Well, I got essentially zero response from my journalistic ethics complaint also. Flynn told me that I wouldn't hear back about how my complaint had been handled by Gannett staff. Thus it went into some corporate black hole.
By contrast, today I complained about the New York Times' handling of the Clinton emails story to somebody in a position to actually do something about this -- the Public Editor at the Times, Margaret Sullivan.
I liked what I read on her web site page:
Margaret Sullivan is the fifth public editor appointed by The New York Times. The public editor works outside of the reporting and editing structure of the newspaper and receives and answers questions or comments from readers and the public, principally about news and other coverage in The Times. Her opinions and conclusions are her own.
Sweet! How refreshing to have criticism of a newspaper's story or opinion piece reviewed by someone other than the people who wrote and edited the story/piece.
Soon after I sent my email, I got a response. Canned, but I appreciated what was said in the reply from Sullivan's office:
Thank you for contacting the public editor. My assistant and I read every message that we receive. Please note that this office deals specifically with issues of journalistic integrity at The New York Times. Due to the number of e-mails that we receive on a daily basis, we are not able to respond personally to everyone who writes.
If a further reply is warranted you will be hearing from us in a timely manner.
Some messages to the public editor may be published in my column or on my blog. Please let me know if you do not want your message published.
Please note that below the break you will find information on the corrections process, submitting an op-ed, contacting The Times, customer service complaints and more.
Very truly yours,
Well, this already is a far more satisfying response than I've gotten from our local newspaper, the above-mentioned Statesman Journal, when I've complained about inaccuracies in stories or opinion pieces. Sullivan responded with something, which is way better than the nothing I've gotten back from Statesman Journal staff.
Every newspaper should have some sort of Public Editor.
This wouldn't have to be a full-time position. Give some independently minded staff person, such as an investigative reporter, the job of responding to subscriber criticisms and complaints about journalistic integrity.
After I travel on an airline, I get an email asking me to comment on how satisfying the flight was. The same thing happens when I stay at a hotel, buy something from Amazon, or take our car to be serviced at a dealership.

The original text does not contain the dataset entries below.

PR #1948, opened 2024-07-18
Implemented Load/Save in GODeviceNamePattern

oleg68:
This is a next PR retated to #1265

It moves the loading/saving config code from GOMidiDeviceConfigList to GOMidiDeviceConfig and GODeviceNameConfig.

It will be reused for audio devices later.

### DIFF
--- a/src/grandorgue/config/GODeviceNamePattern.cpp
+++ b/src/grandorgue/config/GODeviceNamePattern.cpp
@@ -9,6 +9,9 @@
 
 #include <wx/regex.h>
 
+#include "config/GOConfigReader.h"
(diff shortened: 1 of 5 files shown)


oleg68:
After some testing I noted that this PR makes an incompatible GrandOrgueConfig changes with earlier versions. This is an undesired behavior and should be fixed before merging.

oleg68:
I fixed the configuration incompatibility. So you may check this PR

larspalo (approved):

oleg68:

rousseldenis (approved):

Most businesses want to learn how happy their customers are with the service or product they're selling. Newspapers, based on my experience with the Statesman Journal, don't.
This may go a long way toward explaining why circulation at daily newspapers, including our local paper, is dropping rapidly. Subscribers are going elsewhere for news, finding that print newspapers aren't giving them what they want.
Which, in part, is feeling like someone at the newspaper cares about accuracy, facts, and journalistic integrity.
This is the job of a Public Editor like Margaret Sullivan.
I'll be interested to see if she writes a piece about the bungled Clinton email story. I suspect she will. But even if she doesn't, at least I feel like this online subscriber has been heard by someone at the New York Times.